Descubren un tiburón “alado” que vivió en el Cretácico

El descubrimiento de un fósil de un ejemplar de tiburón único y atípico que recuerda a las mantarrayas, el bautizado como Aquilolamna milarcae, resalta la diversidad morfológica de los tiburones del Cretácico y revela una nueva faceta, hasta ahora insospechada, de la historia evolutiva de los tiburones


Los elasmobranquios comprenden una subclase dentro de los peces cartilaginosos, donde se sitúan los tiburones o las rayas, connotando así la relación de parentesco entre unas especies aparentemente distintas.

Sin embargo, lo que nunca podríamos haber imaginado es que ambas pudieran haber coexistido en un mismo animal que, efectivamente, mezclase rasgos típicos de los tiburones y de las rayas.

Fósil del tiburón Aquilolamna milarcae descubierto en las calizas de Vallecillo (México) | Foto: CNRS

Según un comunicado del Centro Nacional para la Investigación Científica (CNRS) de Francia, el descubrimiento de un fósil revela que esa quimera entre ambas especies existió y su nombre es Aquilolamna milarcae, un tiburón águila que se caracterizó por tener aletas pectorales extremadamente largas y delgadas que recuerdan a las alas de una mantarraya.

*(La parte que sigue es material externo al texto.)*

PR #219, opened 2025-08-22
test: add RP E2Es for diff/drift

britaniar:

Fixes #

I have:

### DIFF
--- a/test/e2e/resource_placement_drift_diff_test.go
+++ b/test/e2e/resource_placement_drift_diff_test.go
@@ -36,62 +36,82 @@ import (
 )
 
 var _ = Describe("take over existing resources using RP", Label("resourceplacement"), func() {
+	var crpName, nsName, cm1Name, cm2Name string
+
+	BeforeEach(OncePerOrdered, func() {
+		nsName = fmt.Sprintf(workNamespaceNameTemplate, GinkgoParallelProcess())
+		cm1Name = fmt.Sprintf(appConfigMapNameTemplate, GinkgoParallelProcess())
+		cm2Name = fmt.Sprintf(appConfigMapNameTemplate+"-%d", GinkgoParallelProcess(), 2)
+
+		By("Create the resources on the hub cluster")
+		createWorkResources()
+		cm2 := appConfigMap()
+		cm2.Name = cm2Name
+		Expect(hubClient.Create(ctx, &cm2)).To(Succeed())
+
+		By("Create the resources on one of the member clusters")
+		ns := appNamespace()
+		Expect(memberCluster1EastProdClient.Create(ctx, &ns)).To(Succeed())
+
+		cm1 := appConfigMap()
+		// Update the configMap data (managed field).
+		cm1.Data = map[string]string{
+			managedDataFieldKey: managedDataFieldVal1,
+		}
+		Expect(memberCluster1EastProdClient.Create(ctx, &cm1)).To(Succeed())
+
+		// Update the configMap labels (unmanaged field).
+		cm2 = appConfigMap()
+		cm2.Name = cm2Name
+		cm2.Labels = map[string]string{
+			unmanagedLabelKey: unmanagedLabelVal1,
+		}
+		Expect(memberCluster1EastProdClient.Create(ctx, &cm2)).To(Succeed())
+
+		By("Create the CRP with Namespace-only selector")
+		crpName = fmt.Sprintf(crpNameTemplate, GinkgoParallelProcess())
+		crp := &placementv1beta1.ClusterResourcePlacement{
+			ObjectMeta: metav1.ObjectMeta{
+				Name: crpName,
+				// Add a custom finalizer; this would allow us to better observe
+				// the behavior of the controllers.
+				Finalizers: []string{customDeletionBlockerFinalizer},
+			},
+			Spec: placementv1beta1.PlacementSpec{
+				ResourceSelectors: namespaceOnlySelector(),
+				Policy: &placementv1beta1.PlacementPolicy{
+					PlacementType: placementv1beta1.PickAllPlacementType,
+				},
+				Strategy: placementv1beta1.RolloutStrategy{
+					Type: placementv1beta1.RollingUpdateRolloutStrategyType,
+					RollingUpdate: &placementv1beta1.RollingUpdateConfig{
+						UnavailablePeriodSeconds: ptr.To(2),
+					},
+				},
+			},
+		}
+		Expect(hubClient.Create(ctx, crp)).To(Succeed(), "Failed to create CRP")
+
+		By("Validate CRP status is as expected")
+		crpStatusUpdatedActual := crpStatusUpdatedActual(workNamespaceIdentifiers(), allMemberClusterNames, nil, "0")
+		Eventually(crpStatusUpdatedActual, eventuallyDuration, eventuallyInterval).Should(Succeed(), "Failed to update CRP status as expected")
+	})
+
+	AfterEach(OncePerOrdered, func() {
+		// The pre-existing resource that have not been taken over and must be deleted manually.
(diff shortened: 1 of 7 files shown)


test/e2e/resource_placement_drift_diff_test.go
```diff
@@ -0,0 +1,3045 @@
...
+	metav1 "k8s.io/apimachinery/pkg/apis/meta/v1"
+	"k8s.io/apimachinery/pkg/types"
+	"k8s.io/utils/ptr"
+	"sigs.k8s.io/controller-runtime/pkg/client"
+
+	placementv1beta1 "github.com/kubefleet-dev/kubefleet/apis/placement/v1beta1"
+	"github.com/kubefleet-dev/kubefleet/test/e2e/framework"
+)
+
+var _ = Describe("take over existing resources using RP", Label("resourceplacement"), func() {
```
jwtty, line 38: So the original design of the drift diff e2e for CRP is that we can test each combination of ApplyStrategy on both `unmanaged` field (tested by the namespace) and `managed` field (tested by the configMap). Right now in our RP test, the unmanaged scenario is stilled tested by CRP but RP only tests the managed field. For each of the test cases, could you please either add another configMap with an unmanaged field change in the placed resources or just add another test case that tests configMap + unmanaged field?

test/e2e/resource_placement_drift_diff_test.go
```diff
@@ -0,0 +1,3045 @@
...
+				if err := hubClient.Get(ctx, types.NamespacedName{Name: crpName}, crp); err != nil {
+					return err
+				}
+				wantCRPStatus := buildWantCRPStatus(crp.Generation)
+
+				if diff := cmp.Diff(crp.Status, *wantCRPStatus, placementStatusCmpOptions...); diff != "" {
+					return fmt.Errorf("CRP status diff (-got, +want): %s", diff)
+				}
+				return nil
+				// Use a longer eventually timeout, as the Fleet is set to detect drifts
```
michaelawyu: Hi Britania! Sorry for jumping in and adding a comment, but after we switch to exponential backoff this should no longer apply -> we could still use the 30 seconds delay (or switch to `longEventuallyDuration` for simplicity), as it's a bit difficult for us to determine how much the current delay is right now (though it should still be small at this stage), but the comment here is no longer applicable I am afraid.

michaelawyu: The same applies to other occurrences as well. Feel free to just drop the comment -> I will see if there's a slightly more sophisticated way to handle this

test/e2e/resource_placement_drift_diff_test.go
```diff
@@ -0,0 +1,2467 @@
...
+
+		It("should place the resources on the rest of the member clusters", func() {
+			targetClusters := []*framework.Cluster{
+				memberCluster2EastCanary,
+				memberCluster3WestProd,
+			}
+			for idx := range targetClusters {
+				memberCluster := targetClusters[idx]
+
+				workResourcesPlacedActual := workNamespaceAndConfigMapPlacedOnClusterActual(memberCluster)
```
jwtty, line 194: This function only checks the appConfigMap(), we should check the other one too. ditto to other tests.

test/e2e/resource_placement_drift_diff_test.go
```diff
@@ -0,0 +1,2467 @@
...
+					},
+					Strategy: placementv1beta1.RolloutStrategy{
+						Type: placementv1beta1.RollingUpdateRolloutStrategyType,
+						RollingUpdate: &placementv1beta1.RollingUpdateConfig{
+							UnavailablePeriodSeconds: ptr.To(2),
+						},
+					},
+				},
+			}
+			Expect(hubClient.Create(ctx, crp)).To(Succeed(), "Failed to create CRP")
```
jwtty: Can we move the common resource creation and crp creation and validation part out to the `BeforeEach(OncePerOrdered...` block as the other tests? ditto to other tests.

test/e2e/resource_placement_drift_diff_test.go
```diff
@@ -0,0 +1,2467 @@
...
+				return nil
+			}, eventuallyDuration, eventuallyInterval).Should(Succeed(), "Failed to update RP status as expected")
+		})
+
+		It("should take over existing resources with no diff on clusters", func() {
+			cm1 := &corev1.ConfigMap{}
+			Expect(memberCluster1EastProdClient.Get(ctx, client.ObjectKey{Name: cm1Name, Namespace: nsName}, cm1)).To(Succeed())
+
+			// The difference has been overwritten.
+			wantCM := appConfigMap()
```
jwtty, line 319: This part is for "should not take over existing resources with diff on clusters"?

test/e2e/resource_placement_drift_diff_test.go
```diff
@@ -0,0 +1,2467 @@
...
+				memberCluster := targetClusters[idx]
+
+				workResourcesPlacedActual := workNamespaceAndConfigMapPlacedOnClusterActual(memberCluster)
+				Eventually(workResourcesPlacedActual, eventuallyDuration, eventuallyInterval).Should(Succeed(), "Failed to place work resources on member cluster %s", memberCluster.ClusterName)
+			}
+		})
+
+		AfterAll(func() {
+			// The pre-existing namespace has not been taken over and must be deleted manually.
+			cleanWorkResourcesOnCluster(memberCluster1EastProd)
```
jwtty: Does this function remove both configMaps?

test/e2e/resource_placement_drift_diff_test.go
```diff
@@ -0,0 +1,2467 @@
...
+			for idx := range targetClusters {
+				memberCluster := targetClusters[idx]
+
+				workResourcesPlacedActual := workNamespaceAndConfigMapPlacedOnClusterActual(memberCluster)
+				Eventually(workResourcesPlacedActual, eventuallyDuration, eventuallyInterval).Should(Succeed(), "Failed to place work resources on member cluster %s", memberCluster.ClusterName)
+			}
+		})
+
+		AfterAll(func() {
+			ensureRPAndRelatedResourcesDeleted(types.NamespacedName{Name: rpName, Namespace: nsName}, allMemberClusters)
```
jwtty, line 736: You need to make sure the other configMap is deleted too. You can simply append that configMap in this function. Please check the signature. ditto to other functions too.

jwtty (commented):
Thanks for making the change!

test/e2e/utils_test.go
```diff
@@ -1612,6 +1640,24 @@ func ensureRPAndRelatedResourcesDeleted(rpKey types.NamespacedName, memberCluste
 	cleanupConfigMap()
 }
 
+func ensureRPCleanUp(rpKey types.NamespacedName) {
```
jwtty: Can we use `ensureRPAndRelatedResourcesDeleted` directly?

test/e2e/resource_placement_drift_diff_test.go
```diff
@@ -0,0 +1,2342 @@
...
+		cm1Name = fmt.Sprintf(appConfigMapNameTemplate, GinkgoParallelProcess())
+		cm2Name = fmt.Sprintf(appConfigMapNameTemplate+"-%d", GinkgoParallelProcess(), 2)
+
+		By("Create the resources on the hub cluster")
+		createWorkResources()
+		cm2 := appConfigMap()
+		cm2.Name = cm2Name
+		Expect(hubClient.Create(ctx, &cm2)).To(Succeed())
+
+		By("Create the resources on one of the member clusters")
```
jwtty: No need to create resources on the member cluster for this test?

test/e2e/utils_test.go
britaniar: If I use it, then it deletes the configmap on the hub cluster and I will need to recreate it every time.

Asimismo, tenía una aleta caudal con un lóbulo superior bien desarrollado, típico de la mayoría de los tiburones pelágicos, como el tiburón ballena y el tiburón tigre.

Según los científicos autores del hallazgo, estos tiburones nadaron hace 93 millones de años en las aguas del Golfo de México. Precisamente, el fósil que ayudó a esclarecer este descubrimiento se encontró en el 2012 en Vallecillo (México), una localidad que produce fósiles notablemente conservados.

Este sitio, ya famoso por sus numerosos fósiles de amonitas, peces óseos y otros reptiles marinos, es muy útil para documentar la evolución de los animales oceánicos.

De acuerdo con el comunicado del CNRS, este tiburón se alimentó de plancton, lo que engrosa la pequeña lista de grandes consumidores de plancton que habitaron el Cretácico y que, hasta ahora, solo estaba compuesta por un grupo de grandes peces óseos (pachycormidae), que ahora está extinto.

Además de arrojar luz sobre la estructura de los ecosistemas marinos del Cretácico, el descubrimiento de los tiburones águila revela una nueva faceta, hasta ahora insospechada, de la historia evolutiva de los tiburones.